Stored entries
* * * * *
PR #681, opened 2023-04-21
Fix advanced search

Fosol:
Resolving issues with the advanced search.  Also update functionality with the Status filter.  Still need to improve the Morning Report implementation as it's mixing with the Content List View.

image


.vscode/settings.json
```diff
@@ -21,5 +21,9 @@
     "Renci",
     "Swashbuckle"
   ],
-  "java.configuration.updateBuildConfiguration": "interactive"
+  "java.configuration.updateBuildConfiguration": "interactive",
+  "editor.codeActionsOnSave": {
```
Fosol, line 25: Added this to top VSCode performing it's own organize imports which is not compatible with what we have configured for TNO.  Some times I hate the linters.

app/editor/src/features/content/list-view/utils/makeFilter.ts
```diff
@@ -29,15 +29,11 @@ export const makeFilter = (
       ? moment(filter.startDate).toISOString()
       : setTimeFrame(filter.timeFrame as number)?.toISOString(),
     publishedEndOn: filter.endDate ? moment(filter.endDate).toISOString() : undefined,
-    fieldType: filter.searchTerm?.trim() !== '' ? filter.fieldType : undefined,
```
Fosol, line 32: I have no idea how this ever worked because the API ignores these values.

app/editor/src/features/content/tool-bar/sections/filter/AdvancedSearchSection.tsx
```diff
@@ -86,7 +89,36 @@ export const AdvancedSearchSection: React.FC<IAdvancedSearchSectionProps> = () =
               )}
             />
           </Show>
-          <Show visible={filterAdvanced.fieldType !== 'sourceIds'}>
+          <Show visible={filterAdvanced.fieldType === advancedSearchKeys.Status}>
```
Fosol, line 92: We now have better UI for status options.  I need to do the dates at some point.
* * * * *
→ **WORK REQUEST**
Each entry given above is to be duplicated exactly.

→ **EXERCISE SOLUTION**
PR #681, opened 2023-04-21
Fix advanced search

Fosol:
Resolving issues with the advanced search.  Also update functionality with the Status filter.  Still need to improve the Morning Report implementation as it's mixing with the Content List View.

image


.vscode/settings.json
```diff
@@ -21,5 +21,9 @@
     "Renci",
     "Swashbuckle"
   ],
-  "java.configuration.updateBuildConfiguration": "interactive"
+  "java.configuration.updateBuildConfiguration": "interactive",
+  "editor.codeActionsOnSave": {
```
Fosol, line 25: Added this to top VSCode performing it's own organize imports which is not compatible with what we have configured for TNO.  Some times I hate the linters.

app/editor/src/features/content/list-view/utils/makeFilter.ts
```diff
@@ -29,15 +29,11 @@ export const makeFilter = (
       ? moment(filter.startDate).toISOString()
       : setTimeFrame(filter.timeFrame as number)?.toISOString(),
     publishedEndOn: filter.endDate ? moment(filter.endDate).toISOString() : undefined,
-    fieldType: filter.searchTerm?.trim() !== '' ? filter.fieldType : undefined,
```
Fosol, line 32: I have no idea how this ever worked because the API ignores these values.

app/editor/src/features/content/tool-bar/sections/filter/AdvancedSearchSection.tsx
```diff
@@ -86,7 +89,36 @@ export const AdvancedSearchSection: React.FC<IAdvancedSearchSectionProps> = () =
               )}
             />
           </Show>
-          <Show visible={filterAdvanced.fieldType !== 'sourceIds'}>
+          <Show visible={filterAdvanced.fieldType === advancedSearchKeys.Status}>
```
Fosol, line 92: We now have better UI for status options.  I need to do the dates at some point.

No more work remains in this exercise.